For the moment Flutters looked puzzled. The Marberrys signalled each other by elevating their eyebrows as to the meaning of this last big word of Hazel's, and asked, simultaneously, “What's chastening?” Then for the moment Hazel looked puzzled, but Starlight came to her rescue.
“I think it's taking away from a fellow lots of people whom he loves. Having his mother die, and then his father, and then his little sister, and things like that.”
This remark of Starlight's flashed the light again in upon Flutters's mind, and he found to his glad surprise that he was thoroughly prepared to answer Hazel after all; but he began by asking Starlight a question.
“But why, Starlight, does the Lord do that, do you think?”
“Why—so as to make a fellow resigned. I think that's what they call it. To make him just give up his own will.”
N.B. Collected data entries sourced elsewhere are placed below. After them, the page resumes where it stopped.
Issue #602, opened 2020-12-22
Reduce the size of l1 to make InternalBranch, etc typically fit under 1K


jacques-n:
This requires adjusting the amount of items in the l1 tree as well as reducing the parents count so that we hit this number. We should do this before 0.3

jacques-n:
@rymurr let me know if you have some time to look at this today. If not, I'll take a look at it.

“Excuse me,” said Flutters, with the air of one whose convictions are very strong, “but I don't believe that either. I don't believe the Lord would take my father and mother and sister out of the world just because He loved me and wanted to make me better. I don't believe I'm important enough for that, nor anybody else. If they all died close together I should think it was because God's time had come for them, quite outside of me, and that then the thing for me to do, the thing that He meant, was just to bear it as bravely as I could.”
This was a long speech for Flutters, but the children were sufficiently interested to follow every word of it, and Hazel asked, when Flutters ceased, “But then what does the chastening verse mean? It's in the Bible, and I suppose you believe the Bible?”
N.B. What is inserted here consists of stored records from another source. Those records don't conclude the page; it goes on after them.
PR #614, opened 2020-12-23
Add IntelliJ-IDEA specific settings for .editorconfig

snazy:
Adds the IntelliJ-IDEA specific settings to `.editorconfig`.
We could add stuff into `.idea/codeStyles/` though, but the editorconfig-file feels nicer.
It's not great, as all these options are specific to IntelliJ, but better than nothing and constantly running into checkstyle-issues.

@laurentgo WDYT?

---
This change is [Reviewable](https://reviewable.io/reviews/projectnessie/nessie/614)


rymurr (commented):
I personally don't love adding IDE specific configs. Not so strongly that I care enough to block. @jacques-n or @laurentgo any opinoin?

snazy:
Let's defer this one - maybe #624 is the better way

laurentgo:
tbh, I would prefer a solution working for most IDEs if possible, and more agnostic too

“Of course I believe it, but I know chastening doesn't mean anything like that. Perhaps it means letting all sorts of bothersome things come so as to have you get the best of them. A person what had never had any bother wouldn't be much of a person, I suppose.”
“Well, we have had a talk,” said Starlight, for at this point the discussion seemed to come to a natural close; and besides, they had almost reached the Boniface gate. A moment later the Marberrys took an affectionate leave of Hazel, with a “Good-bye” to Starlight and Flutters, and trudged on to the rectory, half a mile farther up the road, wondering, perhaps, if what Flutters had said had been wrong, and provided they could remember it, if they ought not to tell their father.
“Heigh-ho!” sighed Hazel, carefully putting away her Sunday cloak and hat, “and to think that I thought the mulattoes were a savage tribe! Why, really, I believe I never knew a boy who seemed to think so right down into a thing as Flutters.”